In the code below, I have a Float32 vector to which I would like to add a number. To ensure that computation happens at single precision, I force the input parameters to be Float32. Is it possible to allow the function to take also Int or Float64 as argument, but at the same time directly cast them to Float32 without having to write explicit converts in the function?
function add_float32!(v::Vector{Float32}, f::Float32)
v .+= f
end
a = rand(Float32, 10)
b = 123.
c = 4
add_float32!(a, b)
add_float32!(a, c)
You don’t need this. Since you are assigning into a Vector{Float32}, convert happens automatically. Just write
function add_float32!(v::Vector{Float32}, f)
v .+= f
end
a = rand(Float32, 10)
b = 123.0
add_float32!(a, b)
10-element Vector{Float32}:
123.8254
123.764946
123.354645
123.38994
123.01592
123.38142
123.62168
123.07243
123.63172
123.220024
Edit: It does seem though that there is a performance difference. Converting the second input to Float32 is faster if it is a ‘wider’ type, like Float64.
A more generic solution could be
function add_all!(v::AbstractArray{T}, f) where {T}
v .+= T(f)
end
This works for most number types, and for several array types as well.
It is still a bit unclear to me. I wrote a benchmark with a very large array, and I do not see performance difference between a Float32 and Float64f argument if I use a code without casting. When is Julia casting the computation to Float64 and then back to Float32 and when not?
With code without casting I meant:
unction add_float32!(v::Vector{Float32}, f)
v .+= f
end
I misread this sentence initially, thinking you were saying you were seeing the performance drop, hence the edit.
Strange, I do also see the performance difference mentioned by @DNF
julia> function add_all_noconvert!(v::AbstractArray{T}, f) where {T}
v .+= f
end
add_all_noconvert! (generic function with 1 method)
julia> function add_all!(v::AbstractArray{T}, f) where {T}
v .+= T(f)
end
add_all! (generic function with 1 method)
julia> a = rand(Float32, 10000); @btime add_all_noconvert!(a, 1.0);
1.971 μs (0 allocations: 0 bytes)
julia> a = rand(Float32, 10000); @btime add_all!(a, 1.0);
1.255 μs (0 allocations: 0 bytes)
I want to point out that this is not a (generally) legal optimization because rounding could be different:
julia> a = rand(Float32, 10^5); b = rand(Float64, 10^5);
julia> foldl(+, a .+ b)
100169.7271276231
julia> foldl(+, a .+ Float32.(b))
100170.37f0
although in this case using sum() which does adding in better order (paired?) mitigate the issue, but this should convince you that rounding before adding could lead to different result in general.

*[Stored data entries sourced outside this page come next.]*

PR #398, opened 2019-05-29
Do not require developer mode for applying patches

jsuchome:
It's possible patching is required even for non-developers. 
~Introduce new variable for that and set it to true by default.~

I think this might be necessary for the case when we need to release while patches are not merged upstream. It does not seem wise to tell users to use "developer mode", hence the ~new variable and~ new default.

Setting as do-not-merge initially as there might be opposition to this approach.

### DIFF
--- a/playbooks/generic-patch_upstream.yml
+++ b/playbooks/generic-patch_upstream.yml
@@ -2,17 +2,7 @@
 - hosts: soc-deployer
   gather_facts: yes
   any_errors_fatal: true
-  pre_tasks:
-    #http://jinja.pocoo.org/docs/2.10/templates/#default
-    - name: Check if developer mode should be enabled
-      set_fact:
-        developer_mode: "{{ (lookup('env','SOCOK8S_DEVELOPER_MODE') | default('False', true) ) | bool }}"
-      tags:
-        - always
-        - imagebuilder
-        - upstream_patching
   roles:
     - role: dev-patcher
-      when: developer_mode
       tags:
         - upstream_patching


playbooks/generic-patch_upstream.yml
```diff
@@ -3,16 +3,20 @@
   gather_facts: yes
   any_errors_fatal: true
   pre_tasks:
-    #http://jinja.pocoo.org/docs/2.10/templates/#default
-    - name: Check if developer mode should be enabled
+    - name: Check if upstream patches should be applied
```
jhesketh: Should still be "checking if developer mode is set"?

jsuchome: Good point, fixed

jsuchome:
Yes, I propose to apply patches by default. I agree it should be discussed.

jsuchome:
I think some documentation would need to be updated as well

jsuchome:
@evrardjp I'm not sure I understand what you propose.

To apply (available) patches always, and not let it control by any variable?

evrardjp:
> @evrardjp I'm not sure I understand what you propose.
> 
> To apply (available) patches always, and not let it control by any variable?

Correct. Always apply those patches.
Here is the reason:
- We have now split user level patches, and "socok8s sanctioned" ones, so it means all the socok8s have been through our vetting anyway.
- If any of those are empty, the tasks will not take place.

It sounds we are in a good place to just get rid of that conditional.

jsuchome:
I no one is against, I can of course change it that way. 

My idea was that still someone might want to influence the workflow so it goes with or without the patches (of course it's possible to edit the patch list, but that could be said about everything)

evrardjp:
Not really of everything, as we don't expose everything as user variable. or easy override. But this one is, on purpose.

Please note that if we really want to have a feature to influence the workflow to NOT have any patches applied, including the ones we find mandatory (which is kinda weird), then we could still remove that conditional and merge the two lists of patches to apply in dev-patcher :)

jsuchome:
@jhesketh @evrardjp still request to change something? CI is green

The difference in performance compared to raw broadcast is, I guess, because of SIMD opportunities: with just a .+= x, if a is an array of single-precision floats and x is double-precision, the sum is done in double precision and converted to single on write. With a .+= T(x), the sum is computed in single precision meaning more array elements can be updated in parallel using SIMD operations.
If the difference is due to SIMD, then it depends on whether or not the data can be fetched from memory at high enough rate. With large arrays, you may be benchmarking the memory speed rather than computation. On my computer, there’s a difference with an array of 1M Float32s which vanishes on 10M.